Проклятый Тим все сразу обо мне понял. Но он делает вид, что так и надо — и я благодарна ему за это. Кстати, а где этот репортер? Куда пропал? Я бы пообщалась с ним где-нибудь наедине. В звуконепроницаемой комнате. Не нравится мне все это...
Мне следовало тогда проследить за этим ублюдком и спросить у него. Но я была слишком счастливой — или слишком глупой? Нет. Я тогда была слишком счастлива. Впервые за долгие годы беленькая окровавленная головка Стивена не склонялась мне на грудь ночью, потому что рядом был Эрик. Он утешал меня, когда я плакала во сне. Я была тогда слишком счастлива, чтоб заметить что-то еще. Значит, я сама во всем виновата. Я могла остановить это — еще тогда. И сейчас не сидела бы здесь, где все для меня чужое, а нянчила бы кудрявого ребенка с синими продолговатыми глазами. Ребенка от Эрика. Прости, любимый, это все — моя вина. Я не уберегла наше счастье...
— Рад видеть тебя среди живых.
Такой громила, а ходит тихо, как индеец.
— Само собой. Трудно было раньше разбудить?

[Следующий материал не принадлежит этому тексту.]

PR #199, opened 2015-01-12
+tck #198 allow 0-length publishers to be tested

### LINKED ISSUE #198: TCK PublisherVerification does not support publishers of empty streams
This code in the `PublisherVerification` class:

```java
  @Override @Test
  public void required_validate_maxElementsFromPublisher() throws Exception {
    assertTrue(maxElementsFromPublisher() > 0, "maxElementsFromPublisher MUST return a number > 0");
  }
```

Causes an `EmptyPublisher` class representing an empty stream to fail conformance testing.

An empty stream may be an edge case but it is a legitimate stream, and a Reactive Streams implementation should be able to have such a `Publisher`. One use case would be testing that `Subscriber`s operate correctly when subscribed to empty streams.

Therefore, TCK should allow a subclass of `PublisherVerification` to return zero from `maxElemensFromPublisher()`, and if it does TCK should test that `request()`-ing any elements at all from the `Publisher` results in only a call to the `Subscriber`'s `onComplete()`.

ktoso:
Adapts the TCK to allow "0 length publishers", though only one test makes sense for them AFAICS.

This PR resolves #198 and adheres to current reactive streams rules about "it must fist give out an subscription" - as seen in the call-order-schema on https://github.com/reactive-streams/reactive-streams#api-components
Though there is an open question (from my end) about if this should be explicitly mentioned in the spec itself. (See #198 for a discussion).

### DIFF
--- a/tck/src/test/java/org/reactivestreams/tck/EmptyLazyPublisherTest.java
+++ b/tck/src/test/java/org/reactivestreams/tck/EmptyLazyPublisherTest.java
@@ -1,0 +1,42 @@
+package org.reactivestreams.tck;
+
+import org.reactivestreams.example.unicast.AsyncIterablePublisher;
+import org.reactivestreams.Publisher;
+import org.testng.annotations.AfterClass;
+import org.testng.annotations.BeforeClass;
+import org.testng.annotations.Test;
+
+import java.util.Collections;
+import java.util.concurrent.ExecutorService;
+import java.util.concurrent.Executors;
+
+@Test
+public class EmptyLazyPublisherTest extends PublisherVerification<Integer> {
+
+  private ExecutorService ex;
+
+  public EmptyLazyPublisherTest() {
+    super(new TestEnvironment());
+  }
+
+  @BeforeClass
+  void before() { ex = Executors.newFixedThreadPool(4); }
+
+  @AfterClass
+  void after() { if (ex != null) ex.shutdown(); }
+
+  @Override
+  public Publisher<Integer> createPublisher(long elements) {
+    return new AsyncIterablePublisher<Integer>(Collections.<Integer>emptyList(), ex);
+  }
+
+  @Override
+  public Publisher<Integer> createErrorStatePublisher() {
+    return null;
+  }
+
+  @Override
+  public long maxElementsFromPublisher() {
+    return 0;
+  }
+}
--- a/tck/src/test/java/org/reactivestreams/tck/PublisherVerificationTest.java
+++ b/tck/src/test/java/org/reactivestreams/tck/PublisherVerificationTest.java
@@ -185,6 +185,35 @@ public class PublisherVerificationTest extends TCKVerificationSupport {
   }
 
   @Test
+  public void optional_spec105_emptyStreamMustTerminateBySignallingOnComplete_shouldNotAllowEagerOnComplete() throws Throwable {
+    final Publisher<Integer> illegalEmptyEagerOnCompletePublisher = new Publisher<Integer>() {
+      @Override public void subscribe(final Subscriber<? super Integer> s) {
+        s.onComplete();
+      }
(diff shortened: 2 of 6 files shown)


examples/src/test/java/org/reactivestreams/example/unicast/AsyncSubscriberTest.java
```diff
@@ -31,7 +30,6 @@ public AsyncSubscriberTest() {
 
   @Override public Subscriber<Integer> createSubscriber() {
     return new AsyncSubscriber<Integer>(e) {
-      private long acc;
```
ktoso: boyscouting here - this was never used // cc @viktorklang

gnp:
In the name of this issue *and* in the patch, "length" is mis-spelled "lenght".

ktoso:
Thanks a lot for catching this! Fixed now.

viktorklang:
@reactive-streams/contributors Please review/comment/vote before the 16th of January, don't hesitate to ask for more time if you are currently unavailable to review within the time frame.

NOTE: this is not about changing spec semantics, only to make sure the TCK can cope with empty publishers.

tck/src/test/java/org/reactivestreams/tck/EmptyLazyPublisherTest.java
```diff
@@ -0,0 +1,45 @@
...
+@Test
+public class EmptyLazyPublisherTest extends PublisherVerification<Integer> {
+
+  public EmptyLazyPublisherTest() {
+    // TODO these params will be removed once https://github.com/reactive-streams/reactive-streams/pull/193 is merged
+    super(new TestEnvironment(300), 500);
+  }
+
+  @Override
+  public Publisher<Integer> createPublisher(long elements) {
```
viktorklang: Isn't it easier to reuse `AsyncIterablePublisher` with a Collections.emptyList?

tck/src/test/java/org/reactivestreams/tck/PublisherVerificationTest.java
```diff
@@ -188,6 +188,51 @@ public void required_spec105_mustSignalOnCompleteWhenFiniteStreamTerminates_shou
...
+        throw new TestException();
+      }
+    };
+
+    requireTestSkip(new ThrowingRunnable() {
+      @Override
+      public void run() throws Throwable {
+        customPublisherVerification(failingPublisher).optional_spec105_emptyStreamMustTerminateBySignallingOnComplete();
+      }
+    }, "This test is specific for 0-length streams");
```
viktorklang: Perhaps I'm daft today, but I don't understand this test case. Why does it throw an exception in subscribe?

viktorklang:
Aside from comments, LGTM

tck/src/test/java/org/reactivestreams/tck/EmptyLazyPublisherTest.java
ktoso: good point, thanks!

tck/src/test/java/org/reactivestreams/tck/PublisherVerificationTest.java
ktoso: This test-of-test was meant to showcase we skip this test if the publisher is not a 0-length one.
However this skipping is not really needed now that I had the time to think about it again.
Removed this and keeping the test enabled for all publishers which can signal completion.

ktoso:
Updated according to comments; the new 0-length test is `optional` as some publishers will not be able to signal 0 elements (any publisher that "I must emit my one element and then complete" - like FuturePublisher) and we don't want implementers to special case this 0-lenght case.

rkuhn:
LGTM

viktorklang:
LGTM! Merging without complaints :)

PR #205, opened 2015-01-21
Fixes javadoc issues to make the build Java8 compliant

viktorklang:
@reactive-streams/contributors This is just a bugfix PR to make RS javadoc succeed on JDK8, will merge when TravisCI clears it.


viktorklang:
Mergin'

PR #207, opened 2015-01-29
make build.gradle support idea and eclipse

darionyaphet:
add some lines on build.gradle to support idea and eclipse

### DIFF
--- a/build.gradle
+++ b/build.gradle
@@ -1,6 +1,8 @@
 subprojects {
     apply plugin: "java"
     apply plugin: "osgi"
+    apply plugin: "idea"
+    apply plugin: "eclipse"
 
     group = "org.reactivestreams"
     version = "1.0.0.RC1"


viktorklang:
Hi @darionyaphet,

Welcome to Reactive Streams!

We discussed this a while back and the consensus was to put those plugins in your user/global gradle config. Does that work for you?

Cheers,
√

darionyaphet:
hi cherrs 
Actually I don't know how to use user/global gradle config . 
I reading Kafka's gradle config file , Kafka put this config into build.gradle .
And what is difference put it into diff config-file ? thank you for you help :)

viktorklang:
Does this help?
https://stackoverflow.com/questions/11567786/global-plugins-in-gradle

darionyaphet:
yes ! 
This support is very useful and many project will use it . 
Put it into global config maybe better :+1:

viktorklang:
Fantastic!

I'll close this PR then :)

Cheers,
√

PR #214, opened 2015-02-10
Fixes #210 by removing 1.12 and repurposing its TCK checks for 1.09

### LINKED ISSUE #210: 1.12 is a duplicate of 1.9
"1.9	Calling Publisher.subscribe MUST return normally except when the provided Subscriber is null in which case it MUST throw a java.lang.NullPointerException to the caller, for all other situations the only legal way to signal failure (or reject a Subscriber) is via the onError method."

"1.12	A Publisher MAY reject calls to its subscribe method if it is unable or unwilling to serve them [1]. If rejecting it MUST do this by calling onError on the Subscriber passed to Publisher.subscribe instead of calling onSubscribe."

We can, without impacting the semantics of the spec, remove rule 12 and rename 1.13 to 1.12.

viktorklang:
@reactive-streams/contributors This PR does not semantically alter the spec, it just collapses 1.12 into 1.09, making the spec simpler. Please object to this change before the 13th of February if at all, thank you!


benjchristensen:
:+1: as per https://github.com/reactive-streams/reactive-streams/issues/210#issuecomment-73802402

viktorklang:
@reactive-streams/contributors Merging without objection :)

— Нет. Хотел отдохнуть от тебя. Было очень тихо. Но теперь, конечно, всему конец. Идем есть кукурузу, мы. там с Филей наломали и наварили. Вкусная! Выходи на улицу, только надень что-нибудь, потому что я за себя не ручаюсь.
На улице вовсю светит солнце. Как красиво! Только одно и приходит мне в голову: как красиво! Забор увит хмелем, вьюнком, перед домом цветник, возле печки —блестящие листья хрена. Перед летней кухней яблоня, усыпанная красно-желтыми яблоками. На скамейке сидит Филя и грызет желтый початок кукурузы. Как ни странно, он чистый, одежда на нем тоже чистая, на лице — выражение безграничного счастья. Хорошо, что я прихватила его с собой. Меня не будет мучить совесть.